What do you call 67 000 dead French citizens? A joke according to Electronic Arts Inc…
Editorials - Twitter this! April 15th, 2008Between 1940 and 1945, France was the second most bombed country of the War after Germany. By liberation, the Allies had dropped 600 000 bombs on 1500 cities, towns and villages.
The Allied bombing campaign killed over 67 000 French civilians and wounded tens of thousands more. Most hit were, Boulogne, Clermont-Ferrand, Saint-Etienne, Caen, Le Havre, Brest, Lorient, Saint-Nazaire.
The French understood this was necessary, but anger at civilian deaths over five years could not always be entirely squelched. Despite this, American or British airmen who had been shot down by the Germans over France were NEVER treated with hostility by the civilian population, quite the contrary.
By 1944, the bombing of France was so intense; Churchill started having reservations over the potential negative impact of these campaigns. Oddly enough, it was not only Roosevelt who felt these were necessary, but Charles de Gaulle, leader of the Free French Forces.
The French knew what sacrifices were necessary to rid Europe of Nazi occupation, and today, the subject of French civilian deaths under Allied bombing campaigns in a subject rarely evoked. There is a collective acceptance of this tragedy, a quiet knowledge that it was an inevitable prelude to D-Day.

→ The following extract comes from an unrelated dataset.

PR #9524, opened 2022-01-10
[ConstitutiveLawsApp] Minor flag change in Parallel Rule of mixtures

atfard:
**📝 Description**
Minor change in P-RoM, from 6hrs to 10 min difference in calculation time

Sadly, today’s game designers at Electronic Arts believe the bombing of France is nothing more than a joke. In a video game replete with Anti-French comments and stereotypes, Medal of Homer pushes the boundaries of taste with a dancing Homer Simpson chanting: “Look at me, I’m French, I’m a scared girl, I don’t like being bombed and attacked”.

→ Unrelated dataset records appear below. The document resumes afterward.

PR #9526, opened 2022-01-10
Adding debug check for nonshallow serialization of globalPointer in mpi

roigcarlo:
**📝 Description**
#9468

It's a draft, still not sure this is what I want, but we can discuss here.

**🆕 Changelog**
Adding debug warning for globalpointers

### DIFF
--- a/kratos/includes/global_pointer.h
+++ b/kratos/includes/global_pointer.h
@@ -239,6 +239,10 @@ public:
         rSerializer.save("D", mDataPointer);
       }
 #ifdef KRATOS_USING_MPI
+  #ifdef KRATOS_DEBUG
+      // Calling with a serializer not for which is not the MPI one or has SHALLOW_GLOBAL_POINTERS_SERIALIZATION disabled
+      KRATOS_WARNING_IF(ParallelEnvironment::GetDefaultDataCommunicator().IsDistributed() && !rSerializer.Is(Serializer::MPI) && !rSerializer.Is(Serializer::SHALLOW_GLOBAL_POINTERS_SERIALIZATION)) << "Calling non-shallow serialization of a globalPointer in an mpi context. This is probably an error." << std::endl;
+  #endif
       rSerializer.save("R", mRank);
 #endif
   }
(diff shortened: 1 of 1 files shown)


kratos/includes/global_pointer.h
```diff
@@ -239,6 +239,10 @@ class GlobalPointer {
         rSerializer.save("D", mDataPointer);
       }
 #ifdef KRATOS_USING_MPI
+  #ifdef KRATOS_DEBUG
+      // Calling with a serializer not for which is not the MPI one or has SHALLOW_GLOBAL_POINTERS_SERIALIZATION disabled
+      KRATOS_WARNING_IF(ParallelEnvironment::GetDefaultDataCommunicator().IsDistributed() && !rSerializer.Is(Serializer::MPI) && !rSerializer.Is(Serializer::SHALLOW_GLOBAL_POINTERS_SERIALIZATION)) << "Calling non-shallow serialization of a globalPointer in an mpi context. This is probably an error." << std::endl;
```
philbucher, line 244: maybe instead of asking the default data comm we could add a flag to the Serializer if it is distributed or not
or is this already the `Serializer::MPI` flag?

roigcarlo: Well sort of, that flag is actually never used but is set only if you construct the serializer with the MPI interface `Kratos/kratos/includes/mpi_serializer.h`.

The mpi serializer itself is used for things other than MPI (I know). If I am not wrong those usages are in the `MultiLevelMonteCarlo` and `ComprssiblePotentialFlowApplication`. At the end we are using MPISerializer as an alias for a Serializer with the SHALLOW_GLOBAL_POINTERS_SERIALIZATION flag set.

TLDR, MPI just indicates if the serializer was constructed using `Serializer` or `MPISerializer`. If we change the behavior of the existing usages (I think there just a couple) and we trust that nobody is gonna use the MPISerializer because they want we could use it.

philbucher: Hm I see

I am a bit concerned abt the proposed check as this will break the structure running in serial if Kratos runs in MPI (if we use e.g. the find_global_neighbors_process for the structure)

Any other way to check this?

roigcarlo: I always forget that case, you are right...

roigcarlo: We could do something like this, but not sure if we could relay in the DefaultComm, as you say it may change...

```C++
KRATOS_WARNING_IF(ParallelEnvironment::GetDefaultDataCommunicator().Rank() != mRank && !rSerializer.Is(Serializer::SHALLOW_GLOBAL_POINTERS_SERIALIZATION)) << "Calling non-shallow deserialization of a globalPointer in an mpi context. This is probably an error." << std::endl;
```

If you think the death of 67 000 civilians under Allied bombs is funny, if you think 212 000 military deaths is a joke, if you think another 200 000 civilians deaths during the entire war is laughable, then this game is for you.
On the Web:
Electronic Arts Inc, Medal of Homer, Original Trailer
Thank you to Denis a.k.a. SuperFrenchie
Note: large portions of this editorial were adapted from a previous entry, dated March 29, 2003.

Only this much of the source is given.